Has anyone studied the difference in running a Python script in ArcToolbox versus as a stand-alone script? I had to write a quick-and-dirty script to convert a set of RGB images to single band by extracting band 1. As a stand-alone script reading and writing to my PC it processes 1000 identically-sized images in about 350 seconds. Running the same script from ArcToolbox takes about 1250 seconds.
import arcpy
import csv
from os import path
arcpy.env.workspace = in_folder
image_list = arcpy.ListRasters()
#Create a CSV file for timing output
with open(outfile, 'wb') as c:
cw = csv.writer(c)
cw.writerow(['tile_name', 'finish_time'])
#Start the timer at 0
start_time = time.clock()
for image in image_list:
#Extract band 1 to create a new single-band raster
arcpy.CopyRaster_management(path.join(image, 'Band_1'), path.join(out_folder, image))
cw.writerow([image, time.clock()])
I added some code to track when each tile finishes processing, and export the results as a CSV. Converting the finish time to processing time occurs in Excel.
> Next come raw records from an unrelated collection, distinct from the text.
PR #132, opened 2016-12-22
P1 Backend project skeleton

cquiroz:
This PR adds several bare bones modules for the future phase1 backend server/client that @sraaphorst will work on

It adopts essentially the same tools and structure of the seqexec app. Some classes are moved to a common module to be shared across the applications. This is done only for server classes but most likely client classes will be split in the near future too

### DIFF
--- a/modules/edu.gemini.p1backend/edu.gemini.p1backend.server/src/main/scala/edu/gemini/p1backend/server/http4s/WebServerLauncher.scala
+++ b/modules/edu.gemini.p1backend/edu.gemini.p1backend.server/src/main/scala/edu/gemini/p1backend/server/http4s/WebServerLauncher.scala
@@ -1,19 +1,17 @@
-package edu.gemini.p1backend.server
+package edu.gemini.p1backend.server.http4s
 
 import java.io.File
 import java.util.logging.Logger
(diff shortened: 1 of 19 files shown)


modules/edu.gemini.p1backend/edu.gemini.p1backend.server/src/main/scala/edu/gemini/p1backend/server/http4s/WebServerLauncher.scala
```diff
@@ -0,0 +1,74 @@
...
+      .start
+  }
+
+  /**
+    * Reads the configuration and launches the web server
+    */
+  override def server(args: List[String]): Task[Server] = {
+    // Launch web server
+    for {
+      _  <- configLog
```
sraaphorst: What is this for, out of curiosity, if it isn't used?

cquiroz: That is a Task[Unit] that does the initial configuration of the logging. totally side effecting

PR #133, opened 2016-12-22
Feature/step-status

jdnavarro:
This sets a `Step` as `Running` right away after starting.

With this fix there shouldn't be any more obvious bugs visible from the UI when running a Flamingos2 sequence.

### DIFF
--- a/modules/edu.gemini.seqexec.server/src/main/scala/edu/gemini/seqexec/server/SeqexecEngine.scala
+++ b/modules/edu.gemini.seqexec.server/src/main/scala/edu/gemini/seqexec/server/SeqexecEngine.scala
@@ -57,8 +57,6 @@ class SeqexecEngine(settings: SeqexecEngine.Settings) {
         )
     }
 
-
-
   def load(q: engine.EventQueue, seqId: SPObservationID): Task[SeqexecFailure \/ Unit] = {
     val t = EitherT( for {
         odbSeq <- Task(odbProxy.read(seqId))
@@ -91,7 +89,6 @@ class SeqexecEngine(settings: SeqexecEngine.Settings) {
     type QueueAR = engine.Queue[engine.Action \/ engine.Result]
     type SequenceAR = engine.Sequence[engine.Action \/ engine.Result]
     type StepAR = engine.Step[engine.Action \/ engine.Result]
-
 
     def viewSequence(seq: SequenceAR, st: SequenceState): SequenceView =
       // TODO: Implement willStopIn
@@ -133,7 +130,6 @@ object SeqexecEngine {
 
   def apply(settings: Settings) = new SeqexecEngine(settings)
 
-
   def seqexecConfiguration: Kleisli[Task, Config, Settings] = Kleisli { cfg: Config => {
       val odbHost = cfg.require[String]("seqexec-engine.odb")
       val dhsServer = cfg.require[String]("seqexec-engine.dhsServer")
@@ -141,7 +137,6 @@ object SeqexecEngine {
       val tcsSim = cfg.require[Boolean]("seqexec-engine.tcsSim")
       val instSim = cfg.require[Boolean]("seqexec-engine.instSim")
       val gcalSim = cfg.require[Boolean]("seqexec-engine.gcalSim")
-
 
     // TODO: Review initialization of EPICS systems
     def initEpicsSystem(sys: EpicsSystem): Task[Unit] = Task(Option(CaService.getInstance()) match {
--- a/modules/edu.gemini.seqexec.server/src/main/scala/edu/gemini/seqexec/server/SeqexecEngine.scala
+++ b/modules/edu.gemini.seqexec.server/src/main/scala/edu/gemini/seqexec/server/SeqexecEngine.scala
@@ -90,34 +90,51 @@ class SeqexecEngine(settings: SeqexecEngine.Settings) {
     type SequenceAR = engine.Sequence[engine.Action \/ engine.Result]
     type StepAR = engine.Step[engine.Action \/ engine.Result]
 
-    def viewSequence(seq: SequenceAR, st: SequenceState): SequenceView =
+    def viewSequence(seq: SequenceAR, st: SequenceState): SequenceView = {
+
+      def engineSteps(seq: SequenceAR): List[Step] = {
+
+        def viewStep(step: StepAR): Step =
+          StandardStep(
+            step.config,
+            engine.Step.status(step),
+            // TODO: Implement breakpoints at Engine level
+            breakpoint = false,
+            // TODO: Implement skipping at Engine level
+            skip = false,
+            configStatus = Map.empty,
+            // TODO: Implement standard step at Engine level
+            observeStatus = ActionStatus.Pending
+          )
+
+        // Couldn't find this on Scalaz
+        def splitWhere[A](l: List[A])(p: (A => Boolean)): (List[A], List[A]) =
+          l.splitAt(l.indexWhere(p))
+
+        seq.steps.map(viewStep) match {
+          // Find first Pending Step when no Step is Running and mark it as Running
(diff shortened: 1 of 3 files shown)


modules/edu.gemini.seqexec.server/src/main/scala/edu/gemini/seqexec/server/SeqexecEngine.scala
```diff
@@ -92,35 +90,51 @@ class SeqexecEngine(settings: SeqexecEngine.Settings) {
...
+
+        def viewStep(step: StepAR): Step =
+          StandardStep(
+            step.config,
+            engine.Step.status(step),
+            // TODO: Implement breakpoints at Engine level
+            breakpoint = false,
+            // TODO: Implement skipping at Engine level
+            skip = false,
+            configStatus = Map.empty,
```
cquiroz: How's this different from the first config map?

modules/edu.gemini.seqexec.server/src/main/scala/edu/gemini/seqexec/server/SeqexecEngine.scala
```diff
@@ -92,35 +90,51 @@ class SeqexecEngine(settings: SeqexecEngine.Settings) {
...
+            // TODO: Implement standard step at Engine level
+            observeStatus = ActionStatus.Pending
+          )
 
-    def viewSequence(seq: SequenceAR, st: SequenceState): SequenceView =
+        // Couldn't find this on Scalaz
+        def splitWhere[A](l: List[A])(p: (A => Boolean)): (List[A], List[A]) =
```
cquiroz: Is this general? It seems to be called only once

modules/edu.gemini.seqexec.server/src/main/scala/edu/gemini/seqexec/server/SeqexecEngine.scala
```diff
@@ -92,35 +90,51 @@ class SeqexecEngine(settings: SeqexecEngine.Settings) {
...
+          l.splitAt(l.indexWhere(p))
+
+        seq.steps.map(viewStep) match {
```
cquiroz: I guess this updates the first step as running once the sequence is started. Is this real in terms of what happens on the engine or are we simulating them for the clients?

modules/edu.gemini.seqexec.server/src/main/scala/edu/gemini/seqexec/server/SeqexecEngine.scala
```diff
@@ -92,35 +90,51 @@ class SeqexecEngine(settings: SeqexecEngine.Settings) {
...
+          // Find first Pending Step when no Step is Running and mark it as Running
+          case steps if st === SequenceState.Running && steps.toList.all(_.status =/= StepState.Running)=>
+            val (xs, (y :: ys)) = splitWhere(steps)(_.status === StepState.Pending)
+            xs ++ (
+              // TODO: Why it doesn't have `.copy`?
```
cquiroz: It mush have a `copy` it is a case class

modules/edu.gemini.seqexec.server/src/main/scala/edu/gemini/seqexec/server/SeqexecEngine.scala
jdnavarro: I don't know, I'm just keeping the existing code assuming it was there for some reason. @jluhrs should know.

modules/edu.gemini.seqexec.server/src/main/scala/edu/gemini/seqexec/server/SeqexecEngine.scala
jdnavarro: This is only when *viewing* the Step. The engine doesn't use the Step status.

modules/edu.gemini.seqexec.server/src/main/scala/edu/gemini/seqexec/server/SeqexecEngine.scala
jdnavarro: I don't understand what you mean.

cquiroz: I just thought it could have been inlined since is so simple, bun don't worry

modules/edu.gemini.seqexec.server/src/main/scala/edu/gemini/seqexec/server/SeqexecEngine.scala
cquiroz: Do you mean it is only on the engine output?

modules/edu.gemini.seqexec.server/src/main/scala/edu/gemini/seqexec/server/SeqexecEngine.scala
jdnavarro: I get what you mean. Actually I wrote it as a separate function because I'm pretty sure there should be something very close in Scalaz that I couldn't find it. This way it's easier to replace it later when I stumple upon it in the future.

That's usually what I do when I suspect there is a similar function already in Scalaz.

cquiroz: Sounds good, doesn't `partition` do this?

modules/edu.gemini.seqexec.server/src/main/scala/edu/gemini/seqexec/server/SeqexecEngine.scala
jdnavarro: Yes, the engine doesn't need, so far, the concept of Step status. The status is only set at the top level, now the Sequence, and flows downstream from there. Aside of not having to keep coordinating separate statuses, it's also impossible to make them inconsistent (i.e. A Sequence Pending but with a Step Running).

modules/edu.gemini.seqexec.server/src/main/scala/edu/gemini/seqexec/server/SeqexecEngine.scala
jdnavarro: I already tried it, but it's not exactly what we need here. I found several functions that were almost there :)

cquiroz:
This looks very good, what made the delay disappear?

modules/edu.gemini.seqexec.server/src/main/scala/edu/gemini/seqexec/server/SeqexecEngine.scala
jdnavarro: I was very surprised, but it's not there. If you find the issue let me know because it doesn't make sense to me either.

cquiroz: I see, it is because steps is `List[Step]` which is a trait and not the `SequenceStep` class

cquiroz: https://gist.github.com/cquiroz/e32cd97cd2133b1c3ddd1a0f7b56389f

jdnavarro:
The delay was taken care in #131. The root of the problem in that case is that the engine logging wasn't accurate. All the messages were logged with a separate thread but for some outputs it wasn't forking when it should.

modules/edu.gemini.seqexec.server/src/main/scala/edu/gemini/seqexec/server/SeqexecEngine.scala
jdnavarro: Does that gist compile for you? It doesn't for me.

PR #135, opened 2016-12-27
SEQNG-84: Dataset labels are not showing up in web client

cquiroz:
This PR does not fix the issue but identifies where changes are needed. This requires some updates on the engine side that are pending

### DIFF
--- a/modules/edu.gemini.seqexec.model/src/main/scala/edu/gemini/seqexec/model/Model.scala
+++ b/modules/edu.gemini.seqexec.model/src/main/scala/edu/gemini/seqexec/model/Model.scala
@@ -67,6 +67,7 @@ object Model {
     val breakpoint: Boolean
     val skip: Boolean
     val configStatus: Map[SystemName, ActionStatus]
+    val fileId: Option[dhs.ObsId]
     val observeStatus: ActionStatus
   }
 
@@ -76,6 +77,7 @@ object Model {
     override val breakpoint: Boolean,
     override val skip: Boolean,
     override val configStatus: Map[SystemName, ActionStatus],
+    override val fileId: Option[dhs.ObsId],
     override val observeStatus: ActionStatus
   ) extends Step
   // Other kinds of Steps to be defined.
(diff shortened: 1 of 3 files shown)


modules/edu.gemini.seqexec.model/src/main/scala/edu/gemini/seqexec/model/Model.scala
```diff
@@ -67,6 +67,7 @@ object Model {
     val breakpoint: Boolean
     val skip: Boolean
     val configStatus: Map[SystemName, ActionStatus]
+    val fileId: Option[dhs.ObsId]
```
cquiroz: I'm not sure this is the right place, Perhaps it should be part of the `observeStatus`. WDYT?

modules/edu.gemini.seqexec.server/src/main/scala/edu/gemini/seqexec/server/SeqexecEngine.scala
```diff
@@ -103,6 +103,8 @@ class SeqexecEngine(settings: SeqexecEngine.Settings) {
             // TODO: Implement skipping at Engine level
             skip = false,
             configStatus = Map.empty,
+            // Where do I get the file id from?
+            None,
```
cquiroz: This is a key part of the engine update. We need to find how to populate this field from the DHS generated value

jdnavarro:
I actually wanted to take care of this myself because this is also related to the task of creating distinct type for `Step[Action] \/ Step[Result]` and already have a local branch with some work done, but I misunderstood in a previous meeting that this was already taken care of. The idea we discussed at that time was to have something like:

```
sealed trait Step
case class StepPending(...)
case class StepDone(...)
```

And in the `StepDone` case class have the `fileId` parameter but not in the `StepPending` (or perhaps have it there too but wrapped in `Task`). This will get more intricate when we add more types of `Step`s we add but it's a good starting point for now.

Obtaining the actual `fileId` from the DHS should be part of an actual execution.

cquiroz:
Sounds good 👍  I can do the frontend once your PR is merged. The change there is very minimal

PR #136, opened 2016-12-27
SEQNG-85 Enable Stop from Web UI

jdnavarro:
Concretely:

- Wire up UI button with stop route.
- Remove `Pause` button.
- Fix regression where the sequence didn't fully stop after more events were
  introduced.
- Initial attempt of labeling the Step status when in Paused state.

The way the current Step status is displayed in the UI now when paused is strange. This is because there are different cases involving the underlying `Execution`s which are not shown to the client. In the next meeting I can explain with a demo what is going on under the hood and why displaying the Paused status of a Step is trickier than it initially seems.

### DIFF
--- a/modules/edu.gemini.seqexec.model/src/main/scala/edu/gemini/seqexec/model/Model.scala
+++ b/modules/edu.gemini.seqexec.model/src/main/scala/edu/gemini/seqexec/model/Model.scala
@@ -50,7 +50,7 @@ object Model {
     case object Skipped extends StepState
     case class Error(msg: String) extends StepState
     case object Running extends StepState
-    case object Paused extends StepState
+    case object Stopped extends StepState
 
     implicit val equal: Equal[StepState] = Equal.equalA[StepState]
   }
--- a/modules/edu.gemini.seqexec.model/src/main/scala/edu/gemini/seqexec/model/Model.scala
+++ b/modules/edu.gemini.seqexec.model/src/main/scala/edu/gemini/seqexec/model/Model.scala
@@ -50,6 +50,7 @@ object Model {
     case object Skipped extends StepState
     case class Error(msg: String) extends StepState
     case object Running extends StepState
+    case object Paused extends StepState
 
     implicit val equal: Equal[StepState] = Equal.equalA[StepState]
   }
--- a/modules/edu.gemini.seqexec.web/edu.gemini.seqexec.web.client/src/main/scala/edu/gemini/seqexec/web/client/components/sequence/SequenceArea.scala
+++ b/modules/edu.gemini.seqexec.web/edu.gemini.seqexec.web.client/src/main/scala/edu/gemini/seqexec/web/client/components/sequence/SequenceArea.scala
@@ -33,13 +33,15 @@ object SequenceStepsTableContainer {
 
   class Backend($: BackendScope[Props, State]) {
 
-    def requestRun(s: SequenceView): Callback = $.modState(_.copy(runRequested = true)) >> Callback {
-      SeqexecCircuit.dispatch(RequestRun(s))
-    }
+    def requestRun(s: SequenceView): Callback =
+      $.modState(_.copy(runRequested = true, stopRequested = false)) >> Callback {
+        SeqexecCircuit.dispatch(RequestRun(s))
+      }
 
-    def requestStop(s: SequenceView): Callback = $.modState(_.copy(stopRequested = true)) >> Callback {
-      SeqexecCircuit.dispatch(RequestStop(s))
-    }
+    def requestStop(s: SequenceView): Callback =
+      $.modState(_.copy(stopRequested = true, runRequested = false)) >> Callback {
+        SeqexecCircuit.dispatch(RequestStop(s))
+      }
 
     def render(p: Props, s: State) = {
       <.div(
--- a/modules/edu.gemini.seqexec.web/edu.gemini.seqexec.web.client/src/main/scala/edu/gemini/seqexec/web/client/components/sequence/SequenceArea.scala
+++ b/modules/edu.gemini.seqexec.web/edu.gemini.seqexec.web.client/src/main/scala/edu/gemini/seqexec/web/client/components/sequence/SequenceArea.scala
@@ -27,7 +27,7 @@ import org.scalajs.dom.document
   * Container for a table with the steps
   */
 object SequenceStepsTableContainer {
-  case class State(runRequested: Boolean, nextScrollPos: Double, autoScrolled: Boolean)
+  case class State(runRequested: Boolean, stopRequested: Boolean, nextScrollPos: Double, autoScrolled: Boolean)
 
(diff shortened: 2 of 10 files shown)


modules/edu.gemini.seqexec.model/src/main/scala/edu/gemini/seqexec/model/Model.scala
```diff
@@ -50,6 +50,7 @@ object Model {
     case object Skipped extends StepState
     case class Error(msg: String) extends StepState
     case object Running extends StepState
+    case object Paused extends StepState
```
cquiroz: Maybe to be consistent this should be `Stopped`?

modules/edu.gemini.seqexec.web/edu.gemini.seqexec.web.client/src/main/scala/edu/gemini/seqexec/web/client/services/SeqexecWebClient.scala
```diff
@@ -61,7 +61,7 @@ object SeqexecWebClient extends ModelBooPicklers {
     */
   def stop(s: SequenceView): Future[RegularCommand] = {
     Ajax.post(
-      url = s"$baseUrl/commands/${s.id}/stop",
+      url = s"$baseUrl/commands/${s.id}/pause",
```
cquiroz: I thought we were unifying on `stop` for this action

jdnavarro: I used `pause` in this case because it's clashing with an existing route but I can comment out the conflicting one.

arturog8m: What does the other route do? I agree this is confusing.

cquiroz: It is for the old seqexec engine. Feel free to remove those

jdnavarro: The other route it's from the previous implementation and didn't remove it because I don't know if we'll need it later. I'll comment it out.

jdnavarro:
As I mentioned above, it's not obvious to me how to represent in detail the different cases that can happen when stopping. For example, what's the status of a `Step` where all `Execution`s have been completed after stopping? Are we sure we want to make it the same the status of a Step that has more `Execution`s left? There are more edge cases that right now are represented poorly, but I'd like to explain them in the next meeting with the demo in front.

I don't want to go crazy trying to make it all polished taking only my own opinion on these hairy UI situations. I'd rather to consult it with you all in the next meeting before going ahead. Right now, I was trying to get done the essentials of what it has to happen when stopping.

cquiroz:
As a minimum the Stop button should be disabled while stop is being requested. I think having the step where Stop was issued in another color is also something we'll do regardless

Then we can focus on the edge cases

modules/edu.gemini.seqexec.web/edu.gemini.seqexec.web.client/src/main/scala/edu/gemini/seqexec/web/client/services/SeqexecWebClient.scala
jdnavarro: Oh, @cquiroz didn't see your last comment before posting my previous comment. I'll remove those routes then.

jdnavarro:
I took care of disabling the button and a different color for the stopped step. It turns out it wasn't that hard 😌, but there are still rough edges.

modules/edu.gemini.seqexec.web/edu.gemini.seqexec.web.client/src/main/scala/edu/gemini/seqexec/web/client/components/sequence/SequenceArea.scala
```diff
@@ -142,9 +142,11 @@ object SequenceStepsTableContainer {
                 p.s.steps.zipWithIndex.map {
                   case (step, i) =>
                     <.tr(
+                      // Available row states: http://semantic-ui.com/collections/table.html#positive--negative
```
cquiroz: 👍

cquiroz:
Tested the last version and it looks much better. We may want to add another message to indicate that we are stoping later

We should do a test with multiple clients too. I think the steps will work fine but I'm not sure about the button's state

What happens if I do a `stop` to a sequence already stopping?

jdnavarro:
By adding another stop message you mean a different button label while stopping, right?

For the case of 2 clients pressing `stop`, I haven't checked it but it should stop when the first client presses it, for the second client it would look as if it stopped earlier than usual.

In any case I think we can find several weird cases when combining `stop`/`start` with multiple clients when there are UI state elements that is not shared among clients, like the disabled state of a button.

I also see several issues with the buttons that we have to iron out. Another one, for example, is having the Run and Stop button in the same position can lead to accidentally clicking the wrong button when multiple clients are using it.

cquiroz:
Perhaps we need to find a way to share this information among clients, e.g. when somebody requests a stop, regardless of the engine

The observation about Run/Stop on the same place is a good one. Perhaps they should all be visible but just disabled. And coloring them could help too

jdnavarro:
I agree that we should think this through.

In the case of `Stop`, aside of the events `Stop` and `Stopped`, an extra `Stopping` event in the engine could fix the inconsistency issues among clients when stopping/running. However, from the underlying systems there is nothing being changed with that extra event, it's just a notification needed by the UI.

So maybe in the end there is no other way around it, but I think we should try to have the engine know nothing about UI and only make it responsible of communicating with the telescope resources.

Maybe we could introduce another intermediate state in the web server with just the UI state that needs to be shared. This state won't need to check the engine every time there is a new user event and could give what the client needs on its own if it can.

In any case I think it's worth planning how to solve this start/stop issue carefully because it should set the trend for how to sync UI state that doesn't touch anything in the underlying systems.

jdnavarro:
With the latest commit, I think this is ready for merging knowing there are still several limitations. These are the tickets I'm going to file for now:

- Sometimes, when stopping, the first Step of a Sequence shows up as `Stopped` when it should be displayed as `Done`.
- Make Stop and Run buttons different colors.
- Don't make the Stop and Run buttons go away, just disable them depending on the status.

There are more glitches I have in my notes where its' no so obvious to know what to do about them so we need to discuss them with a demo in front. This also includes how to show the row of a `Step` that has been completed after being stopped, there are some inconvenient implications for a second client watching.

PR #138, opened 2016-12-30
SEQNG-92 Rename `Stop` -> `Pause

jdnavarro:


modules/edu.gemini.seqexec.web/edu.gemini.seqexec.web.server/src/main/scala/edu/gemini/seqexec/web/server/http4s/SeqexecCommandRoutes.scala
```diff
@@ -44,7 +44,7 @@ class SeqexecCommandRoutes(auth: AuthenticationService, inputQueue: engine.Event
       } yield resp
 
     // TODO: Add obsId parameter
```
cquiroz: I guess the todo can be removed

PR #139, opened 2016-12-30
SEQNG-90: Web sockets unit test

cquiroz:
For a while I've been trying to do more tests on the backend. Tests on regular routes is fairly straightforward but for websockets sending data in binary frames it turns out more tricky

The tests below simulate a connection and verify that we get a `ConnectionOpenEvent(u)` on the websocket pipe. The first test is for anonymous users and the second is for a logged in user


cquiroz:
It is complex and you can argue whether we gain much with it. I guess time will tell.
But yes, since it is already there why not use it

PR #301, opened 2017-08-09
SEQNG-311: Set the observer for newly scheduled observations

cquiroz:
This fixes a small bug where the operator is set for the first set of sequences but not for newly queued sequences


jdnavarro:
I tried it in my machine setting the operator for new loaded sequences is seems to be working fine. How did you realize it wasn't setting the operator correctly?

cquiroz:
checking the logs you can see some missing updates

Graphing the results, the processing time is roughly the same for each tile as a script, but processing time increases linearly when run as an ArcGIS Tool.
If the data reads and writes are to a network device, the increase appears to be exponential.
I'm not looking for alternate ways to accomplish this particular task. I want to understand why the performance of this script degrades over time when run as an ArcGIS tool, but not as a stand-alone script. I have noticed this behavior with other scripts as well.